View attachment 93338
Could it be that some states have more appraiser's. In the tri county area I live in. There are over 400 residential appraisers. Area density could be another factor
 
Is "Why are appraisal fees higher in the states with the lower demand for appraisal services, meanwhile while fees are lower in the states with higher demand?" an assumption, or is there another basis for it? I expect there is a higher volume of VA and FHA here compared to the chart I posted above. For example, if I recall correctly, I found about 20% of the sales here were VA loans recently. USDA is also a significant player, I believe.
Just a general observation based on what I see on the lender side for conventional appraisals. It is probably more complex than I'm making it out to be.
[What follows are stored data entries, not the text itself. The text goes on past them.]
PR #2298, opened 2024-12-21
Traces custom source - Bug Fixes

TackAdam:
### Description
1. Handle a bug that was causing a page crash if the filter was selected twice.
2. Now removes the filter when clicking.
3. Set a default metric when page loading for custom source. (Was defaulting to no selection)
4. Handle detection of start time by distinguishing between mili and nano seconds based on the sort field length.
5. Added toast messages for 503 returns from traces and services request handlers so the UI reflects issues.
6. Added trace-mode to the url so that new tabs and re-directs/favorites will work. (Previously it defaulted to data_prepper causing jaeger and custom_data_prepper links to break as session storage was not available in the new tabs)

Before: (Bug crashing page when a selected filter was clicked again)

https://github.com/user-attachments/assets/807c112e-fc2e-4ee0-b8c0-bb96f4473bf0

After: (No longer crashes, now removes the filter when clicked again)

https://github.com/user-attachments/assets/91b9afd2-7ee0-4b76-8d44-bde8e101cb6a

Before: (When the custom traces sources used date for the start time mapping instead of date_nanos the times would all start at 0)
Before1

After: (Now the time conversion is determined by the length of the sort metric. This example uses the mapping of start time "date", the indexes themselves have some in mili seconds and some in nanos but because the mapping of "date" is used the nanosecond precision is lost.)
After1

Toast message example (manually setting buckets to 1 to cause failure)

https://github.com/user-attachments/assets/eceb6e4d-4a24-4530-a0b8-de3bbf1e246c

URL redirection working:

https://github.com/user-attachments/assets/e544e915-0135-4a4b-8b92-e06a381d8196

### Check List

### DIFF
--- a/public/components/trace_analytics/components/common/helper_functions.tsx
+++ b/public/components/trace_analytics/components/common/helper_functions.tsx
@@ -140,6 +140,27 @@ export const getTimestampPrecision = (timestamp: number): 'millis' | 'micros' | 
   }
 };
 
+export const appendModeToTraceViewUri = (
+  traceId: string,
+  getTraceViewUri?: (traceId: string) => string,
+  traceMode?: string | null
+): string => {
+  const baseUri = getTraceViewUri ? getTraceViewUri(traceId) : '';
+  const isHashRouter = baseUri.includes('#');
+  const separator = isHashRouter
+    ? baseUri.includes('?')
+      ? '&'
+      : '?'
+    : baseUri.includes('?')
+    ? '&'
+    : '?';
+
+  if (traceMode) {
+    return `${baseUri}${separator}mode=${encodeURIComponent(traceMode)}`;
+  }
+  return baseUri;
+};
+
 export function microToMilliSec(micro: number) {
   if (typeof micro !== 'number') return 0;
   return micro / 1000;
--- a/public/components/trace_analytics/components/common/helper_functions.tsx
+++ b/public/components/trace_analytics/components/common/helper_functions.tsx
@@ -122,7 +122,6 @@ export function nanoToMilliSec(nano: number) {
 export const getTimestampPrecision = (timestamp: number): 'millis' | 'micros' | 'nanos' => {
   if (!timestamp) return 'millis';
 
-  // Convert to string and get total length
   const digitCount = timestamp.toString().length;
 
   // For Unix timestamps:
--- a/public/components/trace_analytics/components/common/helper_functions.tsx
+++ b/public/components/trace_analytics/components/common/helper_functions.tsx
@@ -146,14 +146,7 @@ export const appendModeToTraceViewUri = (
   traceMode?: string | null
 ): string => {
   const baseUri = getTraceViewUri ? getTraceViewUri(traceId) : '';
-  const isHashRouter = baseUri.includes('#');
-  const separator = isHashRouter
-    ? baseUri.includes('?')
-      ? '&'
-      : '?'
-    : baseUri.includes('?')
-    ? '&'
-    : '?';
+  const separator = baseUri.includes('?') ? '&' : '?';
 
   if (traceMode) {
     return `${baseUri}${separator}mode=${encodeURIComponent(traceMode)}`;
--- a/public/components/trace_analytics/components/common/helper_functions.tsx
+++ b/public/components/trace_analytics/components/common/helper_functions.tsx
@@ -119,6 +119,28 @@ export function nanoToMilliSec(nano: number) {
   return nano / 1000000;
 }
 
+export const getTimestampPrecision = (timestamp: number): 'millis' | 'micros' | 'nanos' => {
+  if (!timestamp) return 'millis';
+
+  // Convert to string and get total length
+  const digitCount = timestamp.toString().length;
+
+  // For Unix timestamps:
+  // 13 digits = milliseconds (e.g., 1703599200000)
+  // 16 digits = microseconds (e.g., 1703599200000000)
+  // 19 digits = nanoseconds  (e.g., 1703599200000000000)
+  switch (digitCount) {
+    case 13:
+      return 'millis';
+    case 16:
+      return 'micros';
+    case 19:
+      return 'nanos';
+    default:
+      return 'millis';
+  }
+};
+
 export function microToMilliSec(micro: number) {
   if (typeof micro !== 'number') return 0;
   return micro / 1000;
--- a/public/components/trace_analytics/components/common/plots/service_map.tsx
+++ b/public/components/trace_analytics/components/common/plots/service_map.tsx
@@ -149,7 +149,7 @@ export function ServiceMap({
         includeMetricsCallback();
       }
     }
-  }, [selectableValue, setIdSelected]);
+  }, []);
 
   const removeFilter = (field: string, value: string) => {
     if (!setFilters) return;
--- a/public/components/trace_analytics/components/common/plots/service_map.tsx
+++ b/public/components/trace_analytics/components/common/plots/service_map.tsx
@@ -123,17 +123,6 @@ export function ServiceMap({
     );
   }, [filters, focusedService]);
 
-  const onChangeSelectable = (value: React.SetStateAction<Array<EuiSuperSelectOption<any>>>) => {
-    // if the change is changing for the first time then callback servicemap with metrics
-    if (selectableValue.length === 0 && value.length !== 0) {
-      if (includeMetricsCallback) {
-        includeMetricsCallback();
-      }
-    }
-    setIdSelected(value);
-    setSelectableValue(value);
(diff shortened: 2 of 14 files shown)


public/components/trace_analytics/components/common/plots/service_map.tsx
```diff
@@ -149,6 +138,19 @@ export function ServiceMap({
     },
   ];
 
+  // For the traces custom page
+  useEffect(() => {
+    if (!selectableValue || selectableValue.length === 0) {
+      // Set to the first option ("latency") and trigger the onChange function
+      const defaultValue = metricOptions[0].value;
+      setSelectableValue(defaultValue); // Update the state
+      setIdSelected(defaultValue); // Propagate the default to parent
```
joshuali925, line 147: what's the purpose of this useEffect? it's setting state for idSelected and selectableValue, but it also depends on them. When these states are updated, wouldn't it trigger useEffect again?

public/components/trace_analytics/components/dashboard/mode_picker.tsx
```diff
@@ -62,6 +62,17 @@ export function DataSourcePicker(props: {
     );
   };
 
+  const updateUrlWithMode = (key: TraceAnalyticsMode) => {
+    const currentUrl = window.location.href.split('?')[0];
+    const queryParams = new URLSearchParams(window.location.search);
```
joshuali925, line 67: this will only get the standard search params, but not the search param we use with hash router. for example in playground https://playground.opensearch.org/app/observability-traces#/traces?datasourceId=44cc4c50-6f80-11ed-a8ec-958f39714b93

`window.location.search` is `''`, and `currentUrl` is `'https://playground.opensearch.org/app/observability-traces#/traces'`. The `dataSourceId` information becomes lost?

public/components/trace_analytics/components/traces/services_list.tsx
```diff
@@ -58,14 +80,14 @@ export const ServicesList = ({
   );
 
   useEffect(() => {
+    // Update selectable options based on the current filtered service
     setOptions(
-      Object.keys(serviceMap).map((key) => {
-        return filteredService === key
-          ? { label: key, checked: 'on', bordered: false }
-          : { label: key, bordered: false };
```
joshuali925, line 65: we don't need `bordered`?

public/components/trace_analytics/components/traces/trace_table_helpers.tsx
```diff
@@ -73,28 +73,44 @@ export const getTableColumns = (
...
-          {(copy) => (
-            <EuiButtonIcon aria-label="Copy trace id" iconType="copyClipboard" onClick={copy} />
-          )}
-        </EuiCopy>
-      </EuiFlexItem>
-    </EuiFlexGroup>
-  );
+  const renderTraceLinkField = (item: string) => {
+    // Extract the current mode from the URL or session storage
+    const queryParams = new URLSearchParams(window.location.search);
```
joshuali925, line 78: does this work correctly with hash router?

public/components/trace_analytics/components/traces/traces_table.tsx
```diff
@@ -54,6 +54,18 @@ export function TracesTable(props: TracesTableProps) {
...
+    const traceMode = queryParams.get('mode') || sessionStorage.getItem('TraceAnalyticsMode');
+
+    const updatedGetTraceViewUri = (traceId: string) => {
+      const baseUri = getTraceViewUri ? getTraceViewUri(traceId) : '';
+      if (traceMode) {
+        const separator = baseUri.includes('?') ? '&' : '?';
+        return `${baseUri}${separator}mode=${encodeURIComponent(traceMode)}`;
+      }
+      return baseUri;
+    };
```
joshuali925, line 67: this logic is being duplicated, can it be extracted? might also need unit tests

public/components/trace_analytics/requests/traces_request_handler.ts
```diff
@@ -141,6 +152,13 @@ export const handleTracesRequest = async (
       const percentileRanges =
         percentileRangesResult.status === 'fulfilled' ? percentileRangesResult.value : {};
       const response = responseResult.value;
+
+      // Check if the mode hasn't been set first
+      // if (mode === 'jaeger' && !response?.aggregations?.service_type?.buckets) {
+      //   console.warn('No traces or aggregations found.');
+      //   return [];
+      // }
```
joshuali925, line 160: is this needed?

public/components/trace_analytics/components/traces/trace_table_helpers.tsx
```diff
@@ -73,28 +73,44 @@ export const getTableColumns = (
...
+    const traceMode = queryParams.get('mode') || sessionStorage.getItem('TraceAnalyticsMode');
+
+    // Update the href to include the mode if available
+    const updatedGetTraceViewUri = (traceId: string) => {
```
joshuali925, line 82: "update get trace view uri" is not very clear, maybe
```suggestion
    const appendModeToTraceViewUri = (traceId: string) => {
```

public/components/trace_analytics/components/traces/services_list.tsx
TackAdam: I think this setting is over-written and not needed. Checked with it set to true, false, and not included with no reflection in the UI.

public/components/trace_analytics/components/traces/trace_table_helpers.tsx
TackAdam: Updated too

```
const currentUrl = window.location.href;
const traceMode = new URLSearchParams(currentUrl.split('?')[1]).get('mode') || sessionStorage.getItem('TraceAnalyticsMode');
```

```
export const appendModeToTraceViewUri = (
  traceId: string,
  getTraceViewUri?: (traceId: string) => string,
  traceMode?: string | null
): string => {
  const baseUri = getTraceViewUri ? getTraceViewUri(traceId) : '';
  const isHashRouter = baseUri.includes('#');
  const separator = isHashRouter ? (baseUri.includes('?') ? '&' : '?') : (baseUri.includes('?') ? '&' : '?');

  if (traceMode) {
    return `${baseUri}${separator}mode=${encodeURIComponent(traceMode)}`;
  }
  return baseUri;
};
```

public/components/trace_analytics/requests/traces_request_handler.ts
TackAdam: Removed, became unnecessary after the url mode implementation.

public/components/trace_analytics/components/traces/trace_table_helpers.tsx
TackAdam: Updated, thank you.

public/components/trace_analytics/home.tsx
```diff
@@ -431,7 +432,7 @@ export const Home = (props: HomeProps) => {
                   chrome={props.chrome}
                   http={props.http}
                   traceId={decodeURIComponent(traceId)}
-                  mode={mode}
+                  mode={((traceMode as unknown) as TraceAnalyticsMode) || mode}
```
paulstn, line 435: Why can the mode in TraceView be potentially different from the mode used throughout this page? It looks like the state used throughout this page is set by sessionStorage and then traceMode here is from the url params?

TackAdam: Added it to the other calls. Thanks for noticing this (should be in all calls). 
Essentially if the url contains mode= we know the user is navigation through a shared link or opening a new tab. In these cases we want this to take precedence over the session storage that could potentially be empty or using the default value.

paulstn: Sounds good!

paulstn (approved):

public/components/trace_analytics/components/common/helper_functions.tsx
```diff
@@ -140,6 +140,27 @@ export const getTimestampPrecision = (timestamp: number): 'millis' | 'micros' |
...
+): string => {
+  const baseUri = getTraceViewUri ? getTraceViewUri(traceId) : '';
+  const isHashRouter = baseUri.includes('#');
+  const separator = isHashRouter
+    ? baseUri.includes('?')
+      ? '&'
+      : '?'
+    : baseUri.includes('?')
+    ? '&'
+    : '?';
```
joshuali925, line 156: nit. is this just `const separator = baseUri.includes('?') ? '&'
      : '?'

joshuali925 (approved):

public/components/trace_analytics/components/common/helper_functions.tsx
TackAdam: Fixed thank you.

That is, IMO, the entire reason for this exercise. I think a lot of folks see the refi boom of the 19-21 era as something that might happen again - even though the odds of that are literally zero. Nonetheless, machinery is in place now to ensure that doesn't happen - 'that' being the $1000 appraisals and 2 month TAT's.
If they don't want 1000 appraisals and 2-month TAT, why not short forms as a stopgap?
 
Just a general observation based on what I see on the lender side for conventional appraisals. It is probably more complex than I'm making it out to be.

If they don't want 1000 appraisals and 2-month TAT, why not short forms as a stopgap?
I mean - looking at it from a modular perspective, what 'modules' are imperative to producing credible results? The inspection module or the analysis module? The folks who control the narrative decided that the analysis module is more critical, thus the development of the hybrid model. To your point, the hybrid model - to some extent - is a reflection of the 'short form' mentality. Reallocate those time consuming modules and focus on the part that really makes an appraisal an appraisal - the analysis.
 
Could it be that some states have more appraiser's. In the tri county area I live in. There are over 400 residential appraisers. Area density could be another factor
Wouldn't more appraisers per household result in fewer appraisals per licensee, and all other factors being equal that should drive costs down? Instead, the states with the fewest appraisals per appraiser generally have higher fees.

I'm going to do some more analysis and I will post it someday.